PR #675, opened 2024-09-21
Fix I4 and IA16 tile textures

AloXado320:
Using the same checks from `import_texture_rgba16`. Fixes texture rendering on those formats if they are used with `gDPLoadTextureTile_4b` and `gDPLoadTextureTile` respectively.

Ideally every `import_texture` function should have those checks but I could only test those 2 formats so far.


Kenix3:
Merge pending test against SoH or 2S2H.

MegaMech:
Please delete line 562, 687, 730, 775

Tested on 2Ship. Checked start menu, mirror shield, ikana area, town, out of town area. Checked picking up some items and using some items. No issues found.

MegaMech (approved):

PR #676, opened 2024-09-24
Use alternate stderr suppression for git patch

Archez:
Yet another tweak to the stormilb patch process for visual studio.

The previous solution used the `--quiet` flag on the git cli, which worked, however this was only "recently" introduced (~2 years ago)
In an effort to support older versions of git, and to avoid reports for when someone inevitably runs into it, I'm switching the command to instead redirect stderr output to `nul` and additionally only applying this logic for when the Visual Studio generator is used.

I've tested that this still works for VS setups.


Malkierian:
Crap, now I have to put this precedent in my gamepad patch.

Malkierian:
And I'll have to wait until this is merged, because I think it'd be better to move the definition of `git_hide_output` outside of Stormlib since more than one patch will use it.

Archez:
Closing in favor of #677 implementing the changes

──────────

Could you return, word for word, only the lines running from the first line of the material above to the line that contains "Using the same", inclusive?

Expected output>
PR #675, opened 2024-09-21
Fix I4 and IA16 tile textures

AloXado320:
Using the same checks from `import_texture_rgba16`. Fixes texture rendering on those formats if they are used with `gDPLoadTextureTile_4b` and `gDPLoadTextureTile` respectively.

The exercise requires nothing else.